■ Aim of the exercise: Among the entries below, count the lines that contain the word "rather". Write down only the total.
── Exercise material
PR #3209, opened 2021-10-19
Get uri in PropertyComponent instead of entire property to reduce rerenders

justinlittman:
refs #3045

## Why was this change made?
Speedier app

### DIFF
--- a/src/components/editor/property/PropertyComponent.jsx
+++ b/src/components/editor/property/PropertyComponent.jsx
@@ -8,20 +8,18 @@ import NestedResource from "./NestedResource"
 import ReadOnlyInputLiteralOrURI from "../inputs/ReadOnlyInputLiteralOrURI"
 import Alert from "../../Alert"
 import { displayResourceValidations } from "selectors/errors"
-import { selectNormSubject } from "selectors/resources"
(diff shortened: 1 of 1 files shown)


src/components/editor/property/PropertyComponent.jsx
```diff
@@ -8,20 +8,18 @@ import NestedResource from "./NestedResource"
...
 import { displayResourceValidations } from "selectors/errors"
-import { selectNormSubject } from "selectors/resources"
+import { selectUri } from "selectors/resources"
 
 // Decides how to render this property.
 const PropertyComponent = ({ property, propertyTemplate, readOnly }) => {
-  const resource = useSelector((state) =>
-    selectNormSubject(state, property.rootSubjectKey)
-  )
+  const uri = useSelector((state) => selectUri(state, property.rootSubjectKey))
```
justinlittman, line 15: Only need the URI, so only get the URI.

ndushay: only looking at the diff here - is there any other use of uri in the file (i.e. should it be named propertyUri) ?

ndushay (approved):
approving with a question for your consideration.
────
── Exercise material
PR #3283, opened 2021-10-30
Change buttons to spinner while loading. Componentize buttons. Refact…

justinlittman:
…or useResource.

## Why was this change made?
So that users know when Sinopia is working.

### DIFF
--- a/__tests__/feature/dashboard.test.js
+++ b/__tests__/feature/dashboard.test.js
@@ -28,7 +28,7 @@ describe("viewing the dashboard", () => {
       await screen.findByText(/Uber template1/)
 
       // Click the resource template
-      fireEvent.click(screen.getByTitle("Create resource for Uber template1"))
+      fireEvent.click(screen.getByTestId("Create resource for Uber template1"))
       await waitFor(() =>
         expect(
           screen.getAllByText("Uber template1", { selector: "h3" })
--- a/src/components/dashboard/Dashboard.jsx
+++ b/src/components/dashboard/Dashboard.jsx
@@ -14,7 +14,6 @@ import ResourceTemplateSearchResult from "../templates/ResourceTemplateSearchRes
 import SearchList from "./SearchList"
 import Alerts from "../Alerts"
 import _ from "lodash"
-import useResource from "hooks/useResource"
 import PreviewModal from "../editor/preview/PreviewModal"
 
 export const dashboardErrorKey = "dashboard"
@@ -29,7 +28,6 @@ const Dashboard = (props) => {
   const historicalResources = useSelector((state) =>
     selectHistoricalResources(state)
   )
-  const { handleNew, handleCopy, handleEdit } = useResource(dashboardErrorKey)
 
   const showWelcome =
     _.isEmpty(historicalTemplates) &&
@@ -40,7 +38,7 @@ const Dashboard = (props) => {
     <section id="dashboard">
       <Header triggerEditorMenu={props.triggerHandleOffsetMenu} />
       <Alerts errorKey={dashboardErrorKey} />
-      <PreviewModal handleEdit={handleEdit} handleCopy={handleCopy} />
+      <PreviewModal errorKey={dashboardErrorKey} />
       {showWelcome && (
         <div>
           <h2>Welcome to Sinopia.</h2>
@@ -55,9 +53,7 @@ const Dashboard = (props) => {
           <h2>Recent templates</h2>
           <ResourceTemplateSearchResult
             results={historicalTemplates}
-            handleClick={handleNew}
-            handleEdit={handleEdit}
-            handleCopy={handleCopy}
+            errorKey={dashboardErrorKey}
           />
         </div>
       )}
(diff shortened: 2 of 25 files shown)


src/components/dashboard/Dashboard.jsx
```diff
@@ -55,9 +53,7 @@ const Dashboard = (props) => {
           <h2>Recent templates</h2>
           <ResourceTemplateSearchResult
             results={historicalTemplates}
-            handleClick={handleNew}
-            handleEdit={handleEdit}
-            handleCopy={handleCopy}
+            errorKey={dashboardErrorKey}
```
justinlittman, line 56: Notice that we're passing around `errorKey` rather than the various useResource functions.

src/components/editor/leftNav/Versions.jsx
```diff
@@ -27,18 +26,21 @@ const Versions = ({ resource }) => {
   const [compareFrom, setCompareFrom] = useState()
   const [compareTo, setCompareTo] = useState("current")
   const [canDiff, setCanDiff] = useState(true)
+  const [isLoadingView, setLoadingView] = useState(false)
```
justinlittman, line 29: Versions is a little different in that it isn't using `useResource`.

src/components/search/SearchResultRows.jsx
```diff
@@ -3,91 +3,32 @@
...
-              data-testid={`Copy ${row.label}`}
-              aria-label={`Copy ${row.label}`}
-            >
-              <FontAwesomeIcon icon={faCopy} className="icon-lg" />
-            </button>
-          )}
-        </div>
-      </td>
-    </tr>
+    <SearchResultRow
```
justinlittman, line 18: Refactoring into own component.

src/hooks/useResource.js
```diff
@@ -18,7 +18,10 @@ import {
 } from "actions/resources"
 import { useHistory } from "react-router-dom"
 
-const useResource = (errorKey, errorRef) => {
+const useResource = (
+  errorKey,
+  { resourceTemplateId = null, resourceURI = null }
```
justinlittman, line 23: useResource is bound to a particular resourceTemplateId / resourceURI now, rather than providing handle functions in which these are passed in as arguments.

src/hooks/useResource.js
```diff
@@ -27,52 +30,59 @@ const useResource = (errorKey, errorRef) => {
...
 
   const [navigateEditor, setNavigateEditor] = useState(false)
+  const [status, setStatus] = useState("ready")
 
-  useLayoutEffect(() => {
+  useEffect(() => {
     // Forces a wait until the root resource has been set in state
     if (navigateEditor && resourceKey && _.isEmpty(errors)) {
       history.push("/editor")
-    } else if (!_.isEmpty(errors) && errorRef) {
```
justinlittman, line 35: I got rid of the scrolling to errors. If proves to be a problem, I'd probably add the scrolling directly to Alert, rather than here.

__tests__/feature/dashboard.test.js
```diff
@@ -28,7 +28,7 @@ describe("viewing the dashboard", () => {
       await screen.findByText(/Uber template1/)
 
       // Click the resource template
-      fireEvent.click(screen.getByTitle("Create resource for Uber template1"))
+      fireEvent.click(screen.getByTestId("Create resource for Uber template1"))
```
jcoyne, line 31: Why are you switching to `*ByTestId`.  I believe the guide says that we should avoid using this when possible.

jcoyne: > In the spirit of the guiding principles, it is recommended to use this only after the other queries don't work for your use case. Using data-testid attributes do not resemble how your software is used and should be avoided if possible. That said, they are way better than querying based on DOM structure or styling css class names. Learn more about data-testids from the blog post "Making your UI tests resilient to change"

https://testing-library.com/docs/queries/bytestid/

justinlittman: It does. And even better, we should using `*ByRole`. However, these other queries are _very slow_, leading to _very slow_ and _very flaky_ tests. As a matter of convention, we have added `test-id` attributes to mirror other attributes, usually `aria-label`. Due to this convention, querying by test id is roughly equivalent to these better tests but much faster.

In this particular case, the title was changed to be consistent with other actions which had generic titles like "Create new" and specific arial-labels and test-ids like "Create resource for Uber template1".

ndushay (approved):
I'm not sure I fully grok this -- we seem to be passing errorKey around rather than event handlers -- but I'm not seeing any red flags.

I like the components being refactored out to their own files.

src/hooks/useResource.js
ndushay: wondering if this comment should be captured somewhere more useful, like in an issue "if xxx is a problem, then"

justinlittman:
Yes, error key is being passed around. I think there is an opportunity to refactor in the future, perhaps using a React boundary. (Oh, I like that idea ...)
────
■ Finished task: 4